Gabriel Garcia Marquez
http://www.classicshorts.com/stories/bluedog.html
This is day Nineteen of my Month of Short Stories – a story a day for June.
Gabriel Garcia Marquez is one of my favorite writers of all time. One Hundred Years of Solitude was a revelation when I read it decades ago – it is on my desert island list for sure. Love in the Time of Cholera might even be a better book, all around.
My love for his prodigious output of short fiction has never matched that of his epic novels, however. In small doses his Magic Realism (can this style of writing even be done in English? In an American settting?) feels overly precious to me – though his genius is evident even there.
Even though I love his work, if you tell me you can’t get into it… I’d have a hard time arguing. It’s not for everyone. Either it resonates with you or it doesn’t.
Today we have an early short story by him, Eyes of a Blue Dog (originally published in – you guessed it – the New Yorker in 1978). At first the story is confusing… What is going on here? It doesn’t take long to figure out we are in a dream, and the author does a good job of implying the odd geometry of a slumbering illusion.

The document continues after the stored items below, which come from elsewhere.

PR #3603, opened 2023-09-28
fix type ComponentExposed

FlareZh:
Fix exposed type which is a ref.

### DIFF
--- a/packages/vue-component-type-helpers/package.json
+++ b/packages/vue-component-type-helpers/package.json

There are two people in this dream, a man and a woman. They meet in dreams, but can’t connect in real life, because – even though the woman wants to find the man and goes around spreading the phrase “Eyes of a Blue Dog” as a clue to her whereabouts – he can’t remember anything once he wakes up.
It’s a concice example of loneliness. Even when we have found a kindred soul, our passion and hunger are doomed because of the mortal shell we are all trapped within. This theme of the human soul desolate and alone runs through all of his work – despite plenty of life-affirming, entertaining, and hopeful passages.

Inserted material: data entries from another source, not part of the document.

PR #133, opened 2020-09-24
plot_paired for n>2 subjects and with horizontal orientation

### LINKED ISSUE #132: plot_paired for n>2 subjects
Hi @raphaelvallat 

are you interested in an implementation of a paired plot for an arbitrary number of unique subjects?

This could look like:
evolution of income over subjects

JoElfner:
Closes #132 

This adds the functionality to make paired plots with an arbitrary number of subjects/orders. I refactored some code to not need any loops when `len(x_cat) == 2`, else looping over subjects is required. For this, `sns.pointplot` now also takes the `hue` and `palette` (replacing color) arguments. To disable the default legend displayed with hue, it is removed afterwards. Furthermore the z-order of the pointplot is set to two, since otherwise each `hue` has an increasing z-order.

Additionally I added the `orient` argument, which allows for rotating the plot horizontally. This is imho favorable for `len(x_cat) > 3`.

Tests, doc and example will follow. Any remarks?


raphaelvallat:
Wow that was fast!! The code looks very clean. In addition with the test, doc and example, could you just submit to the develop branch please?

Thanks again!

JoElfner:
Yeah, already had it implemented locally, so only had to adjust it for pingouin. :)
But I've got a problem now: The implementation works for n==2 and n>3 unique within-levels. The bug seems to be within seaborn pointplot, when the `order` argument has a length different from the number of of categoric levels, here len(x_cat):
- When `order` passed to pointplot is the current combination of withins, f.i. `order=['August', 'June']`, then seaborn assumes there are only two levels in total, setting the range of the categoric variable to 0-1. This is also done in the next iteration, when order is f.i. `order=['June', 'January']`, with the result that the lines/points of this combination are also plotted in the 0-1 range, thus all pointplot elements are at the same within-level.
- When `order` passed to pointplot contains the order of all levels, f.i. `order=['August', 'June', 'January']` and `len(order) == 3`, seaborn color handling is buggy. The colors it passes to matplotlib scatter plot is `facecolor=(r, g, b), edgecolor=(r, g, b)`, resulting matplotlib to interpret each float r/g/b as a single color value, since `len((r, g, b)) == len(order)`. Changing the seaborn color handling to: `facecolor=((r, g, b), ), edgecolor=((r, g, b), )` (making all colors explicitly to tuples of rgb-values) could probably solve it. But this would require waiting for seaborn to release a new version and keep n==3 levels deprecated in pingouin until that point.

I could give it a try by either replacing pointplot with lineplot and moving some of the categoric handling done in pointplot to plot_paired OR by using matplotlib directly. What do you think?

JoElfner:
Well... This got much more complicated than I thought...
I switched to lineplot and scatterplot, allowing for a more flexible integration of different levels of the `within`-factor. This took some tweaks to the plot style to make it look exactly like that of pointplot.
Furthermore ordering of numeric `within` columns had to be done by a replacement-within-column.
I tested it extensively with all possible combinations of values and it is working fine. You just have to decide, if you want to adapt it the way it is.

raphaelvallat:
Thanks for looking into this. I'll take a deep dive tomorrow. For reference, would you be able to upload the figures generated by the examples in the docstring here?

JoElfner:
Sure

Default paired plot:
```
import pingouin as pg
df = pg.read_dataset('mixed_anova').query("Time != 'January'")
df = df.query("Group == 'Meditation' and Subject > 40")
ax = pg.plot_paired(data=df, dv='Scores', within='Time',
                    subject='Subject', dpi=150)
```
doctest_default


Paired plot on an existing axis (no boxplot and uniform color):
```
df = pg.read_dataset('mixed_anova').query("Time != 'January'")
df = df.query("Group == 'Meditation' and Subject > 40")
fig, ax1 = plt.subplots(1, 1, figsize=(5, 4))
pg.plot_paired(data=df, dv='Scores', within='Time',
                subject='Subject', ax=ax1, boxplot=False,
                colors=['grey', 'grey', 'grey'])  # doctest: +SKIP
```
doctest_no_boxplot


Horizontal paired plot with three unique within-levels:
```
df = pg.read_dataset('mixed_anova').query("Group == 'Meditation'")
# df = df.query("Group == 'Meditation' and Subject > 40")
pg.plot_paired(data=df, dv='Scores', within='Time',
               subject='Subject', orient='h')  # doctest: +SKIP
```
doctest_3levels_horizontal


With the boxplot on the foreground:
```
df = pg.read_dataset('mixed_anova').query("Time != 'January'")
df = df.query("Group == 'Control'")
ax = pg.plot_paired(data=df, dv='Scores', within='Time',
                    subject='Subject', boxplot_in_front=True)
```
doctest_boxplot_in_front

raphaelvallat (approved):

raphaelvallat:
Approving the PR now, thanks again for your contributions @JoElfner !

JoElfner:
Thanks for merging :)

Now, next to the lamp, she was looking at me. I remembered that she had also looked at me in that way in the past, from that remote dream where I made the chair spin on its back legs and remained facing a strange woman with ashen eyes. It was in that dream that I asked her for the first time: “Who are you?” And she said to me: “I don’t remember.” I said to her: “But I think we’ve seen each other before.” And she said, indifferently: “I think I dreamed about you once, about this same room.” And I told her: “That’s it. I’m beginning to remember now.” And she said: “How strange. It’s certain that we’ve met in other dreams.”

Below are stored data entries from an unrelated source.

PR #137, opened 2020-10-07
INFRA: add GitHub Actions workflow for pytest (replace Appveyor)

sappelhoff:
see: https://github.com/raphaelvallat/pingouin/pull/131#issuecomment-704555993

I did not remove Appveyor yet to let you see the new setup and approve of it @raphaelvallat -> you could then remove appveyor or GitHub Actions again, after deciding for one over the other.

Note that I kept the CI script very simple, because Appveyor also did only "pytest", and not formatting checks, etc.

I am not sure whether or not this will directly work, or whether it'll have to be merged first :man_shrugging: 

edit: will have to be merged first :slightly_smiling_face:


raphaelvallat:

—-Eyes of a Blue Dog, Gabriel Garcia Marquez
I love this short story and is a big task to right magical realism in English ( I am attempting it right now) but the story is situated In Mexico thou. that kind of language seems to come out easily when you have always been surrender by legends and weird occurrences. Keep reading 🙂
Thanks for the comment – your story sounds really interesting.